PR #369, opened 2015-04-23
TLS and v0.11.0 Support

Zillode:


Zillode:
@st-jenkins build this

Zillode:
(todo: add a patch to block the webgui for devices < 3.x because https://github.com/Zillode/syncthing-android/commit/8f2fe9955a862f7ae763f4a8237cd144ff9f4940#diff-705d504eb766ed22410cbd4084361666R63 does not exist). They need to manually accept the cert in their default browser.

src/androidTest/java/com/nutomic/syncthingandroid/test/syncthing/RestApiTest.java
```diff
@@ -1,145 +0,0 @@
-package com.nutomic.syncthingandroid.test.syncthing;
```
Nutomic: Why are you deleting the tests? :(

Nutomic:
You can block < 3.x in `DrawerFragment#initMenu()`.

Would be nice if you could squash TLS commits into one commit, v0.11 API commits into another (so there are those two plus syncthing v0.11 update and port change).

Zillode:
(updated btw)
TLS verification of the webgui is omitted for devices < ICS

spinza:
Is there an schedule to get this to the play store?  Sync is broken for me as my main server auto updated via apt-get before i realised that 0.11 is incompatible.   If not I may downgrade everything to 0.10 again.

PR #3, opened 2016-10-31
USAspending Frontend: Linting

kevinli-work:
* Added Airbnb linting
* Fixed a lot of files to pass linting


.eslintrc
```diff
@@ -0,0 +1,46 @@
...
+    "extends": "airbnb",
+    "env": {
+        "es6": true
+    },
+    "globals": {
+        "window": true,
+        "document": true
+    },
+    // overrides to the Airbnb style follow
+    "rules": {
```
mab6bf: Very good work on these overrides - agree with all

PR #4, opened 2016-11-02
DS-396 Feature search ui

ejgullo:
- Created UI portion of Award Type filter
- Included default values until API is connected
- Primary and Secondary tier Award Types supported


src/js/components/search/filters/awardType/PrimaryAwardType.jsx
:::::
Activity:
Restate, word for word, the final stretch of the entries above: the line containing "USAspending Frontend: Linting" and every line after it, up to and including the last.

The answer:
USAspending Frontend: Linting

kevinli-work:
* Added Airbnb linting
* Fixed a lot of files to pass linting


.eslintrc
```diff
@@ -0,0 +1,46 @@
...
+    "extends": "airbnb",
+    "env": {
+        "es6": true
+    },
+    "globals": {
+        "window": true,
+        "document": true
+    },
+    // overrides to the Airbnb style follow
+    "rules": {
```
mab6bf: Very good work on these overrides - agree with all

PR #4, opened 2016-11-02
DS-396 Feature search ui

ejgullo:
- Created UI portion of Award Type filter
- Included default values until API is connected
- Primary and Secondary tier Award Types supported


src/js/components/search/filters/awardType/PrimaryAwardType.jsx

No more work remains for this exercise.